**Task**
Could you reproduce all of the entries below without a single change?

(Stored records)
┄┄┄┄┄┄┄┄┄┄

PR #1661, opened 2021-09-01
feat(components/atom/switch): Add prop to disable the padding in the container

xaviermariaconejo:
### Types of changes

- New feature (non-breaking change which adds functionality)

Add prop to disable the padding in the switch atom container

### DIFF
--- a/components/atom/switch/src/SwitchType/single.js
+++ b/components/atom/switch/src/SwitchType/single.js
@@ -54,7 +54,7 @@ export const SingleSwitchTypeRender = forwardRef(
         <div
           className={cx(suitClass({element: 'container'}), {
             [suitClass({
-              element: 'container--isisDisabledPadding'
+              element: 'container--isDisabledPadding'
             })]: isDisabledPadding
           })}
           tabIndex="0"
--- a/components/atom/switch/src/SwitchType/single.js
+++ b/components/atom/switch/src/SwitchType/single.js
@@ -10,6 +10,7 @@ export const SingleSwitchTypeRender = forwardRef(
   (
     {
       disabled,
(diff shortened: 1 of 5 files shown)


adriadoz (approved):

nistadev (approved):

components/atom/switch/src/SwitchType/single.js
```diff
@@ -51,7 +52,11 @@ export const SingleSwitchTypeRender = forwardRef(
         onClick={() => onToggle()}
       >
         <div
-          className={suitClass({element: 'container'})}
+          className={cx(suitClass({element: 'container'}), {
+            [suitClass({
+              element: 'container--isisDisabledPadding'
```
arturovm2:
```suggestion
              element: 'container--isDisabledPadding'
```

arturovm2 (approved):

components/atom/switch/src/SwitchType/single.js
```diff
@@ -121,6 +126,10 @@ SingleSwitchTypeRender.propTypes = {
    * Is Input disabled?
    */
   disabled: PropTypes.bool,
+  /**
+   * The padding of the container is set to 0
+   */
+  isDisabledPadding: PropTypes.bool,
```
andresin87, line 132: In some components problem appears with the  padding and other components is margin. We are gonna tackle this like an epic and we might porpose a common boolean prop for all of them. My proposal is `isFitted` (default undefined) because there is no other component which is currently using this prop and it doesn't seems to be adapted by any other for diferent purposes

fit: caber, encajar, ajustar, encajar en, adaptar, entrar

PR #1677, opened 2021-09-09
Feature/add disable status field

tonyghiani:
### Types of changes

- [ ] Documentation Only
- [ ] Refactor

- Update the Field component to accept a `disabled` prop and render the label with a proper style.
- Allow InputField and TextField to forward the `disabled` prop to the internal field
- Refactored InputField demo


components/atom/label/src/index.scss
```diff
@@ -4,9 +4,10 @@
 $c-atom-label: inherit !default;
 $c-atom-label-optional: $c-gray-light !default;
 $c-atom-label-contrast: $c-white !default;
+$c-atom-label-disabled: inherit !default;
```
andresin87, line 7: why disabled color is inherited?

tonyghiani: I passed this as default color to not break the behaviour of those fields that maybe are already forwarding the disabled property when used, but that do not expect to change the label color. Using inherit as the $c-atom-label I want to assure no field label will get the gray color or any other until is not explicitly specified in the vertical theme.

andresin87: could you add an extra column to the [label type demo](https://sui-components-6un4no4kq-schibstedspain.vercel.app/workbench/atom/label/demo) in order to give them aligned?

jcger (approved):

andresin87 (approved):

PR #1681, opened 2021-09-10
feat(components/atom/icon): Add title prop for accessibility

stivaliserna:
### Types of changes

- [ ] Documentation Only
- [ ] Refactor

This PR is adding the `title` prop for accessibility and adds conditionally the `role="img"` and an `aria-label` when `title` is present. 

Before the `role="img"` was always rendered causing screen readers to read "Unlabelled image" for each icon. With this approach, if the title is not provided it means the icon is purely decorative and it should be hidden from the screen reader.

### DIFF
--- a/components/atom/icon/src/Icon.js
+++ b/components/atom/icon/src/Icon.js
@@ -2,9 +2,21 @@ import PropTypes from 'prop-types'
 
 const IMG_ROLE = 'img'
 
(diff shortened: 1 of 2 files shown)


beatrizip (approved):
👏

andresin87 (approved):

adriadoz (approved):

andresz1 (approved):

┄┄┄┄┄┄┄┄┄┄

**Answer box**
PR #1661, opened 2021-09-01
feat(components/atom/switch): Add prop to disable the padding in the container

xaviermariaconejo:
### Types of changes

- New feature (non-breaking change which adds functionality)

Add prop to disable the padding in the switch atom container

### DIFF
--- a/components/atom/switch/src/SwitchType/single.js
+++ b/components/atom/switch/src/SwitchType/single.js
@@ -54,7 +54,7 @@ export const SingleSwitchTypeRender = forwardRef(
         <div
           className={cx(suitClass({element: 'container'}), {
             [suitClass({
-              element: 'container--isisDisabledPadding'
+              element: 'container--isDisabledPadding'
             })]: isDisabledPadding
           })}
           tabIndex="0"
--- a/components/atom/switch/src/SwitchType/single.js
+++ b/components/atom/switch/src/SwitchType/single.js
@@ -10,6 +10,7 @@ export const SingleSwitchTypeRender = forwardRef(
   (
     {
       disabled,
(diff shortened: 1 of 5 files shown)


adriadoz (approved):

nistadev (approved):

components/atom/switch/src/SwitchType/single.js
```diff
@@ -51,7 +52,11 @@ export const SingleSwitchTypeRender = forwardRef(
         onClick={() => onToggle()}
       >
         <div
-          className={suitClass({element: 'container'})}
+          className={cx(suitClass({element: 'container'}), {
+            [suitClass({
+              element: 'container--isisDisabledPadding'
```
arturovm2:
```suggestion
              element: 'container--isDisabledPadding'
```

arturovm2 (approved):

components/atom/switch/src/SwitchType/single.js
```diff
@@ -121,6 +126,10 @@ SingleSwitchTypeRender.propTypes = {
    * Is Input disabled?
    */
   disabled: PropTypes.bool,
+  /**
+   * The padding of the container is set to 0
+   */
+  isDisabledPadding: PropTypes.bool,
```
andresin87, line 132: In some components problem appears with the  padding and other components is margin. We are gonna tackle this like an epic and we might porpose a common boolean prop for all of them. My proposal is `isFitted` (default undefined) because there is no other component which is currently using this prop and it doesn't seems to be adapted by any other for diferent purposes

fit: caber, encajar, ajustar, encajar en, adaptar, entrar

PR #1677, opened 2021-09-09
Feature/add disable status field

tonyghiani:
### Types of changes

- [ ] Documentation Only
- [ ] Refactor

- Update the Field component to accept a `disabled` prop and render the label with a proper style.
- Allow InputField and TextField to forward the `disabled` prop to the internal field
- Refactored InputField demo


components/atom/label/src/index.scss
```diff
@@ -4,9 +4,10 @@
 $c-atom-label: inherit !default;
 $c-atom-label-optional: $c-gray-light !default;
 $c-atom-label-contrast: $c-white !default;
+$c-atom-label-disabled: inherit !default;
```
andresin87, line 7: why disabled color is inherited?

tonyghiani: I passed this as default color to not break the behaviour of those fields that maybe are already forwarding the disabled property when used, but that do not expect to change the label color. Using inherit as the $c-atom-label I want to assure no field label will get the gray color or any other until is not explicitly specified in the vertical theme.

andresin87: could you add an extra column to the [label type demo](https://sui-components-6un4no4kq-schibstedspain.vercel.app/workbench/atom/label/demo) in order to give them aligned?

jcger (approved):

andresin87 (approved):

PR #1681, opened 2021-09-10
feat(components/atom/icon): Add title prop for accessibility

stivaliserna:
### Types of changes

- [ ] Documentation Only
- [ ] Refactor

This PR is adding the `title` prop for accessibility and adds conditionally the `role="img"` and an `aria-label` when `title` is present. 

Before the `role="img"` was always rendered causing screen readers to read "Unlabelled image" for each icon. With this approach, if the title is not provided it means the icon is purely decorative and it should be hidden from the screen reader.

### DIFF
--- a/components/atom/icon/src/Icon.js
+++ b/components/atom/icon/src/Icon.js
@@ -2,9 +2,21 @@ import PropTypes from 'prop-types'
 
 const IMG_ROLE = 'img'
 
(diff shortened: 1 of 2 files shown)


beatrizip (approved):
👏

andresin87 (approved):

adriadoz (approved):

andresz1 (approved):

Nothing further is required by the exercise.